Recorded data
PR #670, opened 2020-05-18
PG-1356: Added steps to sign the engine

tombogle:
This change is [Reviewable](https://reviewable.io/reviews/sillsdev/glyssen/670)

### DIFF
--- a/build/Glyssen.proj
+++ b/build/Glyssen.proj
@@ -15,105 +15,98 @@
 		<RestartBuild Condition="Exists('$(RootDir)/packages/SIL.BuildTasks/tools/SIL.BuildTasks.dll')">false</RestartBuild>
 	</PropertyGroup>
 
-  <UsingTask TaskName="StampAssemblies"
-    AssemblyFile="$(RootDir)/packages/SIL.BuildTasks/tools/SIL.BuildTasks.dll"
-    Condition="Exists('$(RootDir)/packages/SIL.BuildTasks/tools/SIL.BuildTasks.dll')" />
-  <UsingTask TaskName="MakeWixForDirTree"
-    AssemblyFile="$(RootDir)/packages/SIL.BuildTasks/tools/SIL.BuildTasks.dll"
-    Condition="Exists('$(RootDir)/packages/SIL.BuildTasks/tools/SIL.BuildTasks.dll')" />
-  <UsingTask TaskName="Split"
-    AssemblyFile="$(RootDir)/packages/SIL.BuildTasks/tools/SIL.BuildTasks.dll"
-    Condition="Exists('$(RootDir)/packages/SIL.BuildTasks/tools/SIL.BuildTasks.dll')" />
-  <UsingTask TaskName="FileUpdate"
-    AssemblyFile="$(RootDir)/packages/SIL.BuildTasks/tools/SIL.BuildTasks.dll"
-    Condition="Exists('$(RootDir)/packages/SIL.BuildTasks/tools/SIL.BuildTasks.dll')" />
-  <UsingTask TaskName="NUnit3" AssemblyFile="$(RootDir)/packages/SIL.BuildTasks/tools/SIL.BuildTasks.dll" />
-  <Import Project="../.nuget/NuGet.targets" />
+	<UsingTask TaskName="StampAssemblies"
+		AssemblyFile="$(RootDir)/packages/SIL.BuildTasks/tools/SIL.BuildTasks.dll"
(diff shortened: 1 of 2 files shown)


build/Glyssen.proj
```diff
@@ -59,11 +59,11 @@
 	<CreateProperty Value="$(Version).$(BuildHash)">
 		<Output PropertyName="FullVersion" TaskParameter="Value"/>
 	</CreateProperty>
-	<CreateProperty Value="GlyssenInstaller.$(Version).exe" Condition=" '$(Label)' == '' ">
-		<Output PropertyName="InstallerFileName" TaskParameter="Value"/>
+	<CreateProperty Value="$(RootDir)\output\installer\GlyssenInstaller.$(Version).exe" Condition=" '$(Label)' == '' ">
+		<Output PropertyName="InstallerPathWithVersion" TaskParameter="Value"/>
```
ermshiperete, line 63: This is ok. However, since touching these lines it might be better to refactor them: msbuild now allows to use `PropertyGroup` inside of targets, so there's no longer a need to use `CreateProperty`. IMO this would make it easier to read.

```
<PropertyGroup>
    <FullVersion>$(Version).$(BuildHash)</FullVersion>
    etc.
</PropertyGroup>
```

build/Glyssen.proj
```diff
@@ -211,12 +211,18 @@
 	depending on whether your project's output MUST be signed or it's only nice if it is. For example, a continuous build
 	might use SignIfPossible, while a Publication build must use SignInstaller.-->
 	<Target Name="SignInstaller" DependsOnTargets="VersionNumbers; Installer">
-		<Exec Command='sign "$(RootDir)\output\installer\$(InstallerFileName)"'></Exec>
-		<Message Text="Signed installer at $(RootDir)\output\installer\$(InstallerFileName)" Importance="high"/>
+		<Exec Command='insignia -ib "$(InstallerPathWithVersion)" -o engine.exe'></Exec>
```
ermshiperete, line 214: I'm not familiar with insignia - I guess it gets installed as part of WIX?

build/Glyssen.proj
```diff
@@ -211,12 +211,18 @@
...
+		<Exec Command='sign engine.exe'></Exec>
```
ermshiperete, line 215: Or `<Exec Command='sign engine.exe'/>`

build/Glyssen.proj
```diff
@@ -211,12 +211,18 @@
...
+		<Exec Command='insignia -ab engine.exe "$(InstallerPathWithVersion)" -o $(InstallerPathWithVersion)'></Exec>
+		<Exec Command='sign "$(InstallerPathWithVersion)"'></Exec>
```
ermshiperete, line 217: Did you see https://wixtoolset.org/documentation/manual/v3/overview/insignia.html? That suggests that you could do it in the .wixproj file by overriding two targets there.

build/Glyssen.proj
tombogle: Yes, I think so. In the HearThis build log, this command results in the output: Windows Installer XML Toolset Inscriber version 3.11.2.4516...

tombogle:
PackageSources gets set in ../.nuget/NuGet.targets, which is imported on line 31.

ermshiperete:
> PackageSources gets set in ../.nuget/NuGet.targets, which is imported on line 31.

Maybe I'm missing something: on my machine NuGet.targets gets included, and it sets PackageSources, but it sets it to `PackageSource` which doesn't seem to be initialized (and when I run msbuild it fails because it can't find the nuget packages because we tell it to get the packages from '')

build/Glyssen.proj
tombogle: Done

build/Glyssen.proj
tombogle: Done

tombogle:
Based on the comment at line 20, I'm guessing it uses C:\Users\bogle\AppData\Roaming\NuGet to determine the sources.

build/Glyssen.proj
tombogle: I looked at it. Seems promising, but I'm a little sketchy on the details. Specifically, I don't know what our "sign" command does. My guess is that it's set up on the build agent to call **SignTool sign** with the appropriate command-line parameters. Also, I think that would then require some different plumbing to get ContinueOnError set correctly. I did take a stab at it, but I can't even get it to attempt to sign. I tried setting the **SignOutput** to true in both wixproj files (for the MSI and for the bootstrapper), but it doesn't seem to change anything so maybe I'm doing something wrong.

tombogle: See https://github.com/sillsdev/Glyssen/pull/671

PR #714, opened 2020-08-13
PG-1396: Omit reporting clause block that does not match to target.

tombogle:
This change is [Reviewable](https://reviewable.io/reviews/sillsdev/glyssen/714)


tombogle:
___
*[DistFiles/ReleaseNotes.md, line 49 at r2](https://reviewable.io/reviews/sillsdev/glyssen/714#-MEjKLVm2OPyvLnJMnUM:-MEwecu67pYGXbgtitXk:bw38leb) ([raw file](https://github.com/sillsdev/glyssen/blob/b7ea90f7b64773f15e5ec41c6e92065a846b8e5c/DistFiles/ReleaseNotes.md#L49)):*

Just curious why the major bump now?
</blockquote></details>

I removed a public extension method that is part of the GlyssenEngine, so it's a breaking change. It's an extension method whose name and behavior are the same as one in libpalaso, so it's not needed. (I had to make a change because a new using (needed for a different extension method) resulting in an ambiguity. I debated leaving it in and using explicit namespaces in the code, but that kind of defeats the purpose of extension methods. But after all the dust has cleared, this new method is now only being used in tests, so I can probably handle it differently.

tombogle:
___
*[GlyssenEngine/ReferenceText.cs, line 157 at r2](https://reviewable.io/reviews/sillsdev/glyssen/714#-MEjML3S8EISkpx2FPnG:-MEwgZFm6ASXbxWRLPfv:bci7eke) ([raw file](https://github.com/sillsdev/glyssen/blob/b7ea90f7b64773f15e5ec41c6e92065a846b8e5c/GlyssenEngine/ReferenceText.cs#L157)):*

Sorry; I tried to do this on a Friday afternoon. Really, I did.
But it is not going to happen...
In fact, even on a Monday, I'm thinking I might need a walkthrough...
</blockquote></details>

If it helps, you can dump the regex into regex101.com and try it against some potential reporting clauses, such as "Jesus said to them," "He said," "They said unto the creepy frog prince," and "She said to him." I'm handling likely English pronouns separately to allow them to be lowercased (so we don't accidentally lowercase proper names) and I'm trying to weed out really complex reporting clauses (like the frog prince one) because they are more likely to need a user to really look at them to see what is going on.

tombogle:
___
*[GlyssenEngine/Utilities/StringExtensions.cs, line 68 at r1](https://reviewable.io/reviews/sillsdev/glyssen/714#-MEhmSMw7FOUv__WNUax:-MEwrph81y7NxH8Eq8Ka:b-g0lwgx) ([raw file](https://github.com/sillsdev/glyssen/blob/7c50659a28f94011a4b8de82b03f6c5afa841e83/GlyssenEngine/Utilities/StringExtensions.cs#L68)):*

> ```
> (\w|\s)+\w
> ```
This will trim leading punctuation, too. Is that desired?
Also, I'm not sure this will do what you want if the reporting clause is `he-said`.
Also, trim non word-forming is more accurate since it trims whitespace, but you use "punctuation" below instead.
Also, I'm wondering if you really do want to preserve leading whitespace in this case?
</blockquote></details>

Changed it. Got rid of this new method entirely.

tombogle:
___
*[GlyssenEngine/ReferenceText.cs, line 163 at r3](https://reviewable.io/reviews/sillsdev/glyssen/714#-MEwxEpY8Gna5qst1O1O:-MExW_zd3bDb4hql1khP:b-1kc8ja) ([raw file](https://github.com/sillsdev/glyssen/blob/0344aafcdfba886571c7ce5212074d8068ff6a2b/GlyssenEngine/ReferenceText.cs#L163)):*

This seems to rely on the assumption (which is currently true but may not always be) that English is always second if it a second exists, else it is first.
Don't we have access to which language this ref text is? Should we check that?
If, on the other hand, we have lots of logic around which makes this same assumption, it might not be worth it.
</blockquote></details>

Here's how theses properties are defined:
		public bool HasSecondaryReferenceText => m_referenceTextType != ReferenceTextType.English;
		public ReferenceText SecondaryReferenceText => GetStandardReferenceText(ReferenceTextType.English);
So, I think the assumption is pretty much etched in code. What would be kind of nice would be to be able to ask a block to give us it's English reference block. But blocks don't know what language they are in. (We could do it by just having the block return its reference block recursively until the reference block was null, which would break the strict assumption that there would never be more than two levels of reference text, but it would still assume that English is the deepest level.)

WHAT YOU HAVE TO DO
Show all lines above holding the word "InstallerFileName".

SOLUTION
-		<Output PropertyName="InstallerFileName" TaskParameter="Value"/>
-		<Exec Command='sign "$(RootDir)\output\installer\$(InstallerFileName)"'></Exec>
-		<Message Text="Signed installer at $(RootDir)\output\installer\$(InstallerFileName)" Importance="high"/>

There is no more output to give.